In the past, Musk has said he didn't want to buy the social networking site. This is after a long time of drama. There is a catch, but he signaled his intent in a new filing with the SEC.
We know if you have questions about the whole situation. We talked to some legal experts to try and get some answers. Get into it.
It's really sad. After Musk bought a 9.2 percent stake in the company, this all began. Musk initially accepted the seat on the board, but changed his mind about a week later.
There is a reason for the change of mind. If Musk were to stay on the board, he wouldn't be able to buy more than 14.9% of the company. He said that he would have had to give up his hobby of using the social networking site as a means of communication. The solution to this dilemma was for Musk to buy all of the company.
From there, things went downhill. Musk claimed that he was going to back out of the deal because of the lack of information about the number of fake accounts on the platform. In order to get Musk to close the deal, Twitter filed a lawsuit.
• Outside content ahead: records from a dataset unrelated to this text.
PR #960, opened 2021-02-19
EE-1168: refactor Mint to remove use of named keys

henrytill:
Ref: https://casperlabs.atlassian.net/browse/EE-1168

This PR
- introduces a `Key::Balance` variant, under which balance values are stored.  These values are only readable and writable by host-side code.
- removes the various URefs used for indirection in the mint code.
- simplifies the structure of balance proofs now that the indirection is gone.

### DIFF
--- a/client/lib/validation.rs
+++ b/client/lib/validation.rs
@@ -187,10 +187,7 @@ pub(crate) fn validate_get_balance_response(
         .as_object()
         .ok_or(ValidateResponseError::ValidateResponseFailedToParse)?;
 
-    let (purse_proof, balance_proof): (
-        TrieMerkleProof<Key, StoredValue>,
-        TrieMerkleProof<Key, StoredValue>,
-    ) = {
+    let balance_proof: TrieMerkleProof<Key, StoredValue> = {
         let proof = object
             .get(GET_ITEM_RESULT_MERKLE_PROOF)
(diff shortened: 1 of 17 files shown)


dwerner (approved):

goral09:
> introduces a `Key::Balance` variant, under which balance values are stored. These values are only readable and writable by host-side code.

What would have to a dApp developer do to implement something similar to the Mint? Like an ERC20 token that tracks balances of all token holders?

dwerner:
This improves disk use substantially - in a 10 min run spamming with new accounts, we previously reached 1.4gb disk consumption, and with this change it's in the range of 272mb. https://casperlabs.atlassian.net/browse/NDRS-918

henrytill:
> > introduces a `Key::Balance` variant, under which balance values are stored. These values are only readable and writable by host-side code.
> 
> What would have to a dApp developer do to implement something similar to the Mint? Like an ERC20 token that tracks balances of all token holders?

We will need to reintroduce something like `Key::Local` (probably using an arbitrary `URef` as a seed to address versioning concerns).  @EdHastingsCasperLabs and I have been talking about it, but it's lower priority than some of the other optimization work ATM.

EdHastingsCasperLabs (approved):

mpapierski (approved):

PR #963, opened 2021-02-20
Update Readme

MParlikar:
After recent changes and observing community use of the node, we need to state that the node doesn't really run well by itself.


goral09:
> After recent changes and observing community use of the node, we need to state that the node doesn't really run well by itself.

I don't think it ever run fine by itself – it should detect that it's isolated and shut down.

goral09 (approved):

PR #964, opened 2021-02-20
NO TICKET increase number of buckets for contract_runtime metrics

dwerner:
Increase the number of buckets for our `contract_runtime` histograms. The old value resulted in values being skewed to 320ms exactly. I'm leaving a note that the last bucket before a similar cutoff would occur at 10.24 seconds as a result of our math here. I tested this in my environment and the metric appears to be fixed.

### DIFF
--- a/node/src/components/contract_runtime.rs
+++ b/node/src/components/contract_runtime.rs
@@ -90,10 +90,15 @@ pub struct ContractRuntimeMetrics {
 
 /// Value of upper bound of histogram.
 const EXPONENTIAL_BUCKET_START: f64 = 0.01;
+
 /// Multiplier of previous upper bound for next bound.
 const EXPONENTIAL_BUCKET_FACTOR: f64 = 2.0;
-/// Bucket count, with last going to +Inf.
-const EXPONENTIAL_BUCKET_COUNT: usize = 6;
+
+/// Bucket count, with the last bucket going to +Inf which will not be included in the results.
+/// - start = 0.01, factor = 2.0, count = 10
+/// - start * factor ^ count = 0.01 * 2.0 ^ 10 = 10.24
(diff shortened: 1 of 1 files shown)


node/src/components/contract_runtime.rs
```diff
@@ -90,10 +90,15 @@ pub struct ContractRuntimeMetrics {
...
 /// Multiplier of previous upper bound for next bound.
 const EXPONENTIAL_BUCKET_FACTOR: f64 = 2.0;
-/// Bucket count, with last going to +Inf.
-const EXPONENTIAL_BUCKET_COUNT: usize = 6;
+
+/// Bucket count, with the last bucket going to +Inf which will not be included in the results.
+/// - start = 0.01, factor = 2.0, count = 10
+/// - start * factor ^ count = 0.01 * 2.0 ^ 10 = 10.24
+/// - Values above 10.24 (f64 seconds here) will not fall in a bucket that is kept.
+const EXPONENTIAL_BUCKET_COUNT: usize = 10;
```
goral09, line 101: With `exp_bucket_count=6` the maximum bucket would have been 640ms, right? Weird that the maximum reading we had was 320ms?

goral09 (approved):

node/src/components/contract_runtime.rs
dwerner: It's mentioned that the last bucket is not used in the returned slice https://docs.rs/prometheus/0.11.0/prometheus/fn.exponential_buckets.html

goral09: Ah, thanks. Weird :)

dwerner: Yeah, I was banging my head against this trying to figure out why we were stuck at 320ms as well.

darthsiroftardis (approved):

PR #965, opened 2021-02-22
NO-TICKET: Fix `nctl` scripts.

goral09:
https://github.com/CasperLabs/casper-node/pull/957 broke `nctl` scripts – it used `staked_amount` where `bonded_amount` was [expected](https://github.com/CasperLabs/casper-node/blob/master/node/src/types/chainspec/accounts_config.rs#L24).


ghost (approved):

goral09:
bors merge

If the judge overseeing the lawsuit adjourned the case, Musk would go through with his deal to buyTwitter for $54.20 a share.
There are a few things that might have changed Musk's mind, but we can't get inside his brain to find out.
During the discovery process, there were some embarrassing text messages that showed how the deal fell apart and how the only way to fix it would be to take it over.
Things could get messy at trial. According to Eric Talley, a law professor at Columbia University, Musk was going to be facing a very unpleasant deposition that could potentially dredge up "extremely inconsistent statements" that could spell even more legal issues. It doesn't help that Musk's case relies on publicizing bad things about the company he could acquire
Who doesn't know? In a filing with the SEC, Musk stated that his offer was still valid and that he intended to close the deal at $54.20. It isn't necessarily an indication that it's agreeing to the new offer since it has been its stance for more or less the entire time.
It's hard to tell how much of a commitment Musk is making until his court hearing. She said it would be weird for him to publicly file with the SEC if he didn't really want to settle. Are you talking about Musk? I didn't think I could imagine.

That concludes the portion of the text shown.